Sur ce point, le code de l'urbanisme, dans sa rédaction actuelle, apporte une réponse. Il prévoit en effet la possibilité de créer au sein des zones agricoles des secteurs naturels de petite taille dans lesquels les constructions non agricoles sont autorisées. Techniquement, ce choix se traduit ensuite, dans nos documents d'urbanisme, par un classement de ces petits secteurs en zone N au sein de zones A.
Lors de l'élaboration ou de la révision de son plan local d'urbanisme, une commune a donc la possibilité, en concertation avec les représentants du monde agricole, de définir au sein des zones agricoles des secteurs, qui peuvent être réduits à une parcelle, dans lesquels les constructions à usage non agricole et le changement de destination de constructions existantes sont autorisés.
En particulier pour les constructions existantes, la commune peut, sur la base d'un inventaire, décider quelles sont les constructions qui méritent d'être conservées et dont le changement de destination est autorisé, et quelles sont les constructions dont le changement de destination doit être interdit afin de protéger l'activité agricole et qui ont vocation à être détruites lorsqu'elles ne seront plus nécessaires à celle-ci. La seule exigence, à l'égard des tribunaux administratifs, est que les critères sur lesquels la commune fonde son choix soient explicites.

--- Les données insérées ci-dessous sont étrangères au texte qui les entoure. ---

PR #1552, opened 2026-09-15
fix: tables should be considered omnisharded if not explicity listed

### LINKED ISSUE #1551: [Query router] Omnisharded check doesn't default to omni if explicitly configured
**PgDog version**
`main`

**Description**
All tables are omnisharded by default unless configured in `[[sharded_tables]]`. However, if we configure `[omnisharded_tables]`, the query router will only treat those tables as omnisharded and won't default to omnisharded anymore.

This is not correct. It should check the config in any scenario, and if the table isn't specified, default to omnisharded.

**Configuration**

```toml
[general]
omnisharded_sticky = true

[omnisharded_tables]
database = "prod"
tables = ["table_a"]

[[sharded_tables]]
database = "prod"
column = "user_id"
```

In this scenario, all following queries  need to be omnisharded:

```sql
SELECT * FROM tables_a LIMIT 1;
SELECT * FROM table_a INNER JOIN table_b [...]; -- table_a is explicitly listed, table_b is not => default omni
```

Additionally, tables in `[omnisharded_tables]` should take priority over `[[sharded_tables]]`. I.e., if a table is listed in the former, and contains the sharding key, it is still treated as omnisharded.

### Reproduction

https://github.com/mscrivo/pgdog-omni-join-repro

ygxio:
Fixes: #1551


levkk (approved):
Yup! Looks right! Would be really great to add a couple tests, specifically to cover those ambiguous cases where the column is specified in `[[sharded_tables]]` but the table is listed in `[omnisharded_tables]`.

ygxio:
i pushed some test, missing tests for column only sharding rule

ygxio:
Done

levkk (approved):
Perfect, tyvm!

PR #1553, opened 2026-09-15
Lock backend to frontend when in progress cancel requests are in flight to prevent cancel race between two frontends

### LINKED ISSUE #1505: Transaction pooling can route a stale `CancelRequest` to the next frontend
**PgDog version**

`v0.1.57` (main, commit `7594279`, transaction pool mode)

**Description**

In transaction pooling, a `CancelRequest` captured for frontend A can cancel a later query from frontend B after A's physical backend is returned to the pool and assigned to B. Direct PostgreSQL does not reproduce this cross-frontend cancellation.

Cette possibilité, monsieur le sénateur, existe donc, mais, votre question en témoigne, elle n'est pas suffisamment expliquée. Le Gouvernement, tirant les conséquences de votre question, fera en sorte de remédier à terme, notamment auprès des collectivités, à ce déficit d'explication.
M. le président. La parole est à M. Bernard Piras.
M. Bernard Piras. Monsieur le ministre, je vous remercie de ces précisions. La possibilité existe donc pour les communes de résoudre certaines de leurs difficultés. Cependant, la situation évolue sans cesse (M. le secrétaire d'Etat approuve) , et il faudra que les choses se passent au rythme, que je souhaite le plus lent possible, de la disparition, malheureusement, d'un certain nombre d'exploitations agricoles.
Je souhaite donc vivement que le Gouvernement prenne rapidement des dispositions pour que les communes soient informées de ces possibilités, particulièrement les communes à vocation encore rurale. Cela est vraiment nécessaire. (M. le secrétaire d'Etat acquiesce.)